PR #751, opened 2022-06-11
IS-12486 : Adding REST inbound pipe

JonasAls89:


learn-collect-inbound-pipes.rst
```diff
@@ -26,4 +26,27 @@ In addition, there are some best practices related to inbound pipes that we will
...
     - :doc:`What is Sesam <index-whatis>`
     - :doc:`Building Blocks in Sesam <developer-guide>`    
-    - :ref:`Inbound pipes <concepts-pipes>`
\ No newline at end of file
+    - :ref:`Inbound pipes <concepts-pipes>`
+
+.. toctree::
+   :maxdepth: 1
+
+   REST inbound pipes <tutorial-rest-inbound-pipes>
```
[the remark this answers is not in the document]
JonasAls89: I think that anchor is correct. It's the anchor at the top of tutorial-inbound-pipes-rest.rst, just above the title.

tutorial-inbound-pipes-rest.rst
```diff
@@ -4,4 +4,53 @@
...
+
+  - Created an inbound pipe connected a REST source system
+  - Looked at the dataset created by running your inbound pipe
+  - Learned about best practices associated with inbound pipes
+
+.. admonition:: Prerequisites
+
+  #. A :ref:`HubSpot REST source system <tutorial-rest-source-system>`.
+
+Sesam ensures that data residing in your external systems are retained in its raw state, or near to, in inbound pipes. As such, inbound pipes should retain data integrity. This provides a set of :ref:`advantages <collect-advantages>` in Sesam that will i.e. allow for you to repurpose a flow of data from an inbound pipe easily as data moves through Sesam towards egress. In addition, by retaining raw state of data in inbound pipes Sesam can focus on integrating data from external systems, as opposed to the external systems themselves. This is primarily because you will have replicated the shape of data in your external system.
```
erik-leven, line 21: We do not ensure this. It's best practice, but nothing in Sesam itself ensures it.

Also, I've been thinking about the language itself. Can we make it simpler? We want to make it as understandable as possible. This sounds a little to academic if you ask me.

tutorial-inbound-pipes-rest.rst
```diff
@@ -4,4 +4,53 @@
...
+
```
erik-leven, line 22: Everything below here looks a lot like the getting started tutorials. Can we add some more "meat"? 
I woul dbe nice if we could show an example of the data coming from the API and an example of the output data. That way we can also argue for why we're using "id_expression", "payload_property" and "properties". It is not very clear to me right now. Everything that's not given should be argued for and shown why we have used it.

tutorial-inbound-pipes-rest.rst
```diff
@@ -4,4 +4,53 @@
...
+	    "type": "rest",
+	    "system": "hubspot",
+	    "id_expression": "{{ id }}",
+	    "operation": "get",
+	    "payload_property": "results",
+	    "properties": {
+	      "url": "contacts?properties=city,company,email,firstname,jobtitle,lastname,state,website,twitterhandle&associations=companies"
+	    }
+	  },
+	  "namespaced_identifiers": false
```
erik-leven, line 46: Why namespaced_identifiers false?

tutorial-inbound-pipes-rest.rst
```diff
@@ -4,4 +4,53 @@
...
+	}
+
+When done you should have 2 entities in the output of your inbound pipe.
```
erik-leven, line 49: It looks like the syntethic entities GAH created is not included in that case?

tutorial-inbound-pipes-rest.rst
```diff
@@ -4,4 +4,53 @@
...
+
+.. note::
+
+  Best practice in Sesam is to always use :ref:`continuation support <continuation_support>` in your inbound pipe when the system you are working on supports it.
```
erik-leven, line 53: Can we explain this further? Why are we not using it in this pipe? Should maybe be in the introduction of the tutorial?

tutorial-inbound-pipes-rest.rst
```diff
@@ -4,4 +4,53 @@
...
+
+After having successfully created your inbound pipe, you are now ready to move onto the next tutorial in this guide, or look at the enrich guide, where you will learn to apply Sesam's :ref:`semantic enrichment <enrich>.
```
erik-leven, line 55: Talk about this during the meeting later today

tutorial-inbound-pipes-rest.rst
```diff
@@ -4,4 +4,53 @@
 REST - Inbound Pipes
 --------------------
 
-coming soon....
+In this tutorial you will add an inbound pipe connected to your REST source system: ``hubspot``.
```
erik-leven, line 7: Should we add something about the fact that this is a rest source without continuation support?
Should also reflect in the tutorial name (and .rst name?)

learn-collect-inbound-pipes.rst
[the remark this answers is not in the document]
erik-leven: Is there a reason why the document has an anchor at the top? This document can simply be called by referring to the doc name (tutorial-inbound-pipes-rest). Anchors at the top of documents aren't really needed since each document has an anchor already associated with the document itself. 

Also, it's confusing that the anchor uses a different nameing convention than the document itself

tutorial-inbound-pipes-rest.rst
JonasAls89: I'll rephrase, nicely spotted. 

To me, I like this form of conveying and writing up of things. Let's discuss this all of us?

learn-collect-inbound-pipes.rst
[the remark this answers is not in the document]
erik-leven: Yes, or atleast, Geir Ove kommented that for me a couple of months ago.

tutorial-inbound-pipes-rest.rst
JonasAls89: In accordance to what @ga-hegsvold found when writing getting started. This is what we agreed upon.

tutorial-inbound-pipes-rest.rst
erik-leven: Agreed, it's going on the agenda for today's meeting

tutorial-inbound-pipes-rest.rst
erik-leven: Sorry, I was in a hurry. Poorly written by me. The point was, should we include why we're doing that in the tutorial?

tutorial-inbound-pipes-rest.rst
JonasAls89: I can do that yes.

tutorial-inbound-pipes-rest.rst
JonasAls89: I could add that when I talk more about the other properties, as requested in an earlier comment. Sure. 👍

tutorial-inbound-pipes-rest.rst
```diff
@@ -42,13 +56,13 @@ We created a template to get you started in Sesam. Follow these steps to add and
...
+When done you should have 100 entities in the output of your inbound pipe. As you can see in the **Output** tab, these is no namespace added to any of your properties. This is due to the above property ``namespaced_identifiers: false``. This ensures that Sesam's semantic enrichment is not applied to data at this stage of your synchronization. 
 
 Extending on some of the other properties used in the above configuration the ``id_expression`` is used to tell Sesam which payload property should be used as ``_id`` for each entity produced when running the pipe whilst ``payload_property`` states which property in the HubSpot payload data should be parsed from. Finally, the ``properties`` property allows for you to state which datatype should be fetched from HubSpot in addition to properties and associations that should be retained in the payload for this specific datatype. This is done via the use of `query parameters <https://branch.io/glossary/query-parameters/>`_ in this particular use-case.
```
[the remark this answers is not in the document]
erik-leven: Also, we should start by generic explanation before this particular case. As an example: the "properties" attribute do in this case state which properties we want to import from HubSpot, but only because the API works that way. Not necessarily because that's what the "properties" attribute always does.

tutorial-source-systems-rest.rst
```diff
@@ -52,7 +50,7 @@ We created a template to get you started in Sesam. Follow these steps to add Hub
 
   Best practice in Sesam is to always use :ref:`continuation support <continuation_support>` when the system you are working on supports it.
 
-After having successfully created your REST system, you are now ready to move onto the next tutorial in this guide, or look at the :ref:`REST - Inbound Pipes <tutorial-rest-inbound-pipes>` where you will import the datatype ``contact`` from your recently created HubSpot REST system. 
+After having successfully created your REST system, you are now ready to move onto the next tutorial in this guide, or look at the :doc:`REST - Inbound Pipes <tutorial-inbound-pipes-rest>` where you will import the datatype ``contact`` from your recently created HubSpot REST system. 
 
 .. hint::
```
djalil-bouhachi, line 56: Update link to properties of REST source https://docs.sesam.io/configuration-sources-rest.html?highlight=rest#properties?

JonasAls89: There is no anchor to the properties. I think we should refrain from using link refs to our own docs? It's not that robust in my opinion. What do you think?

erik-leven: If we're missing anchors to a header in docs we can just add that header

tutorial-inbound-pipes-rest.rst
```diff
@@ -1,7 +1,71 @@
...
+The ``id_expression`` is used to tell Sesam which payload property should be used as ``_id`` for each entity produced when running the pipe whilst ``payload_property`` states which property in the HubSpot payload data should be parsed from. Finally, the ``properties`` property allows you to state which datatype should be imported from HubSpot, in this case you can see that we import the "contacts" datatype. In addition, properties, associations and limit are also specified. These are what you call `query parameters <https://branch.io/glossary/query-parameters/>`_. The use of query parameters is specific to the HubSpot API and will not necessarily look the same the next time you will import data from another REST source system. For this particular use-case, the properties query parameter specifies which attributes we want to import from the HubSpot API, whilst associations define which datatype "contacts" should be associated with and limit specifies the maximum number of entities returned when making a request.
```
erik-leven, line 68: We should start by giving a generic explanation before applying it to this particular case. As an example: the "properties" attribute do indeed in this case state which properties we want to import from HubSpot, but only because the API works that way. Not necessarily because that's what the "properties" attribute always does. For anyone who reads this and wants to use "properties" to an other API, this explanation might not make sense

tutorial-source-systems-rest.rst
JonasAls89: Added. Resolving this.

tutorial-inbound-pipes-rest.rst
JonasAls89: Nope, I have not added this as of yet. Do you reckon I should include it? Should then probably be collapsable logic in the .rst file? Have you used that before @erik-leven ?

tutorial-inbound-pipes-rest.rst
JonasAls89: I think I've done that? I feel like there is a use in keeping it generic whilst also relevant, which is what I try. I reformulated and restructured after you pointed this out the first time.

tutorial-inbound-pipes-rest.rst
erik-leven: Yeah, I think we discussed this in a meeting some weeks ago. If we show the API payload it's easier to showcase the different functionalities in the REST source.

Hmm, not sure about collapsing. I guess it depends on the size of the payload. But yeah I've used it. If you look at the source code for configuration-sources.rst I've used collapsible code there under the "Continuation support for Microservices" part

erik-leven: Since this is supposed to be a practical documentation, I think it's important that we show as much as possible, specially when we're using examples. Otherwise it may be hard to translate the examples to other situations

tutorial-inbound-pipes-rest.rst
JonasAls89: I see. I think I cover that aspect here: "... The use of query parameters is specific to the HubSpot API and will not necessarily look the same the next time you will import data from another REST source system. For this particular use-case, the properties query parameter specifies which attributes we want to import" Ok?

+ + + +

Instructions for the task »
What is the number of lines in the data holding the word "possible"? Reply with that number only.

Answer area »
2